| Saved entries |
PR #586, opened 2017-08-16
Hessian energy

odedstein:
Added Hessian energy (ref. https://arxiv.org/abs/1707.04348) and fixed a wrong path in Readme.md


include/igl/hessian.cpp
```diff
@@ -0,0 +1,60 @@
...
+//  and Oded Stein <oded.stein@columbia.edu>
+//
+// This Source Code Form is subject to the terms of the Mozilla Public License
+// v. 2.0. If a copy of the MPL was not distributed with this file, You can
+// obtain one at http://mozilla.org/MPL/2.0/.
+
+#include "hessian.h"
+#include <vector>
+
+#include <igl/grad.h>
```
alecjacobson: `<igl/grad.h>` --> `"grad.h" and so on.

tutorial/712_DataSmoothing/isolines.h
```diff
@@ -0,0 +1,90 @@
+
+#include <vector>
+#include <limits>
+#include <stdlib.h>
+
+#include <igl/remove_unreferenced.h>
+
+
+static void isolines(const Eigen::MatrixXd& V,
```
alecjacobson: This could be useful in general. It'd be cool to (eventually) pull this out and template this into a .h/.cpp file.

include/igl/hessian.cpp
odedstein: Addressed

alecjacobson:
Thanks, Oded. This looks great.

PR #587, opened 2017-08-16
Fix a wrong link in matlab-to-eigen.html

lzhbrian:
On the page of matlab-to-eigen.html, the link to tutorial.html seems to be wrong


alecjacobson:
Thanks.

| Action item |
All the lines above should appear again in the answer, exactly as written.

| Final answer |
PR #586, opened 2017-08-16
Hessian energy

odedstein:
Added Hessian energy (ref. https://arxiv.org/abs/1707.04348) and fixed a wrong path in Readme.md


include/igl/hessian.cpp
```diff
@@ -0,0 +1,60 @@
...
+//  and Oded Stein <oded.stein@columbia.edu>
+//
+// This Source Code Form is subject to the terms of the Mozilla Public License
+// v. 2.0. If a copy of the MPL was not distributed with this file, You can
+// obtain one at http://mozilla.org/MPL/2.0/.
+
+#include "hessian.h"
+#include <vector>
+
+#include <igl/grad.h>
```
alecjacobson: `<igl/grad.h>` --> `"grad.h" and so on.

tutorial/712_DataSmoothing/isolines.h
```diff
@@ -0,0 +1,90 @@
+
+#include <vector>
+#include <limits>
+#include <stdlib.h>
+
+#include <igl/remove_unreferenced.h>
+
+
+static void isolines(const Eigen::MatrixXd& V,
```
alecjacobson: This could be useful in general. It'd be cool to (eventually) pull this out and template this into a .h/.cpp file.

include/igl/hessian.cpp
odedstein: Addressed

alecjacobson:
Thanks, Oded. This looks great.

PR #587, opened 2017-08-16
Fix a wrong link in matlab-to-eigen.html

lzhbrian:
On the page of matlab-to-eigen.html, the link to tutorial.html seems to be wrong


alecjacobson:
Thanks.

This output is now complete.